To:
ed@alcpress.com
Cc:
dnsop@cafax.se
From:
Jim Reid <Jim.Reid@nominum.com>
Date:
Thu, 11 Jan 2001 11:47:47 -0800
In-Reply-To:
Message from ed@alcpress.com of "Thu, 11 Jan 2001 10:50:04 PST." <3A5D8FDC.8831.C5A4C03@localhost>
Sender:
owner-dnsop@cafax.se
Subject:
Re: resolvers using non-ephemeral ports
>>>>> "ed" == ed <ed@alcpress.com> writes: ed> This issue is important to me because I teach both dns and ed> firewall courses. Normally, I would suggest to students that ed> they block all ports below 1024 (except 53) for packets sent ed> to the dns server. Now, this data makes me wonder if we're ed> turning away good guys or bad guys. ed> What's the official position on resolvers and ephemeral ports?

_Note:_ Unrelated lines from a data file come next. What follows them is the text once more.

Issue #4425, opened 2019-09-06
configure_firewall.yml does not support multiple public_network subnets


hjensas:
ceph.conf supports a comma separated list of subnet CIDR's for the public_network ref below quote from[1].

> public network
> Description:	The IP address and netmask of the public (front-side) network
> (e.g., > 192.168.0.0/24). Set in [global]. **You may specify comma-delimited subnets.**
> Type:	{ip-address}/{netmask} [, {ip-address}/{netmask}]
> Required:	No
> Default:	N/A

The ansble code in `configure_firewall.yml` does not support this. It should handle a value such as: `172.16.0.0/24,172.16.1.0/24,172.16.2.0/24`.

[1] https://docs.ceph.com/docs/jewel/rados/configuration/network-config-ref/#network-config-settings

PR #4426, opened 2019-09-06
Support comma-delimited subnets in firewall

hjensas:
ceph.conf supports a comma separated list of
subnet CIDR's for the public_network and the
cluster network. ceph-ansible should support
setting up the firewall for this configuration.

Closes: #4425
Related: #4333
https://docs.ceph.com/docs/nautilus/rados/configuration/network-config-ref/#network-config-settings

Signed-off-by: Harald Jensås <hjensas@redhat.com>

### DIFF
--- a/roles/ceph-infra/tasks/configure_firewall.yml
+++ b/roles/ceph-infra/tasks/configure_firewall.yml
@@ -20,15 +20,16 @@
 
   - name: open monitor and manager ports
     firewalld:
-      service: "{{ item.service }}"
-      zone: "{{ item.zone }}"
-      source: "{{ public_network }}"
+      service: "{{ item[1].service }}"
+      zone: "{{ item[1].zone }}"
+      source: "{{ item[0] }}"
       permanent: true
       immediate: true
       state: enabled
-    with_items:
-      - { 'service': 'ceph-mon', 'zone': "{{ ceph_mon_firewall_zone }}" }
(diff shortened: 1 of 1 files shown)


roles/ceph-infra/tasks/configure_firewall.yml
```diff
@@ -18,17 +18,15 @@
       state: started
       enabled: yes
 
-  - name: open monitor and manager ports
+  - name: open monitor ports
     firewalld:
-      service: "{{ item.service }}"
-      zone: "{{ item.zone }}"
-      source: "{{ public_network }}"
+      service: "{{ ceph-mon }}"
```
dsavineau: `ceph-mon` is a static value not a variable.
Also you shouldn't remove the `ceph` service from this task otherwise the ports for the mgr won't be opened when not using the dedicated mgr ansible group (they are collocated on the mon nodes in that case).

hjensas: Thanks for the guidance @dsavineau.

I hope I got the `with_nested` thing right.

I also changed the `open osd ports` task to use the list `union` filter so that we have just one task for both `cluster_network` and `public_network`.

dsavineau:
jenkins test pipeline

dsavineau:
unrelated CI failure

PR #4431, opened 2019-09-09
Look for additional names when checking ceph-nfs container status

gfidente:
Ganesha cannot be operated active/active, in those deployments
where it is managed by pacemaker the container name can be
different than the default.

This change uses "ceph_nfs_service_suffix" where previously
missing to ensure tasks will work with customized names.

Closes: https://bugzilla.redhat.com/show_bug.cgi?id=1750005
Signed-off-by: Giulio Fidente <gfidente@redhat.com>


gfidente:
@guits @dsavineau can you guys also label this for backport into 3.x

PR #7492, opened 2024-03-08
core: bump to ansible 2.15

guits:
2.12 is EOL since May 2023.

Let's bump to 2.15.


berendt:
Wouldn't it make sense to go straight to 2.16?

guits:
> Wouldn't it make sense to go straight to 2.16?

it might make sense, yes.

berendt:
> > Wouldn't it make sense to go straight to 2.16?
> 
> it might make sense, yes. (keep in mind this is for stable-7.0)

Ah, I thought that was for the stable-8.0. For stable-7.0 I think Ansible 2.15 is fully sufficient. We have been using stable-7.0 with Ansible 2.14 for a long time without any problems.

clwluvw:

PR #7535, opened 2024-04-03
ceph_default: stop using ceph/daemon-base

jnemeiksis:
let's use reef tag quay.io/ceph/ceph instead of ceph/daemon-base

### DIFF
--- a/roles/ceph-defaults/defaults/main.yml
+++ b/roles/ceph-defaults/defaults/main.yml
@@ -463,7 +463,7 @@ ceph_tcmalloc_max_total_thread_cache: 134217728
 ##########
 # DOCKER #
 ##########
-ceph_docker_image: "ceph/daemon-base"
+ceph_docker_image: "ceph/ceph"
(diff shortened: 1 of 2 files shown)


roles/ceph-defaults/defaults/main.yml
```diff
@@ -463,8 +463,8 @@ ceph_tcmalloc_max_total_thread_cache: 134217728
 ##########
 # DOCKER #
 ##########
-ceph_docker_image: "ceph/daemon-base"
-ceph_docker_image_tag: latest-main
+ceph_docker_image: "ceph/ceph"
+ceph_docker_image_tag: v18
```
guits, line 467: the branch `main` is intended to test against the cutting edge of ceph devel which is well `latest-main`

these changes would have to be introduced directly to stable branches.

jnemeiksis: Agree, but I don't see `latest-main` tag here: https://quay.io/repository/ceph/ceph?tab=tags

PR #7540, opened 2024-04-04
ceph_default: Use vars cluster, setuser and setgroup for all daemons

jnemeiksis:
Allow all daemons drop privilege themselves, except ceph-exporter


jnemeiksis:
@guits I've tried this PR, but tests totally failed:) These variables will not be used in the future?

PR #7551, opened 2024-04-24
radosgw_user: handle non-existence user on check mode

clwluvw:
Set return code to 0 on check mode when the user doesn't exists and it will fail the module.


clwluvw:
jenkins test centos-container-subset_update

I don't think there is one. AFAIK, there's nothing in the RFCs indicating what source ports must or must not be used when sending queries. So probably all ports should be allowed to send stuff to port 53. BIND 8 and 9 will use a random, unprivileged port by default, but who knows what other implementations do (by accident or design)? The concept of privileged ports is pretty much UNIX-specific so all bets will be off for other OSes anyway. Ephemeral ports probably vary by platform too. And what if a privileged UNIX application uses a port number less than 1024 to query the name server? Or how about the folk who explicitly set up their name servers to use a fixed, privileged port for outgoing queries and let that traffic through the firewall?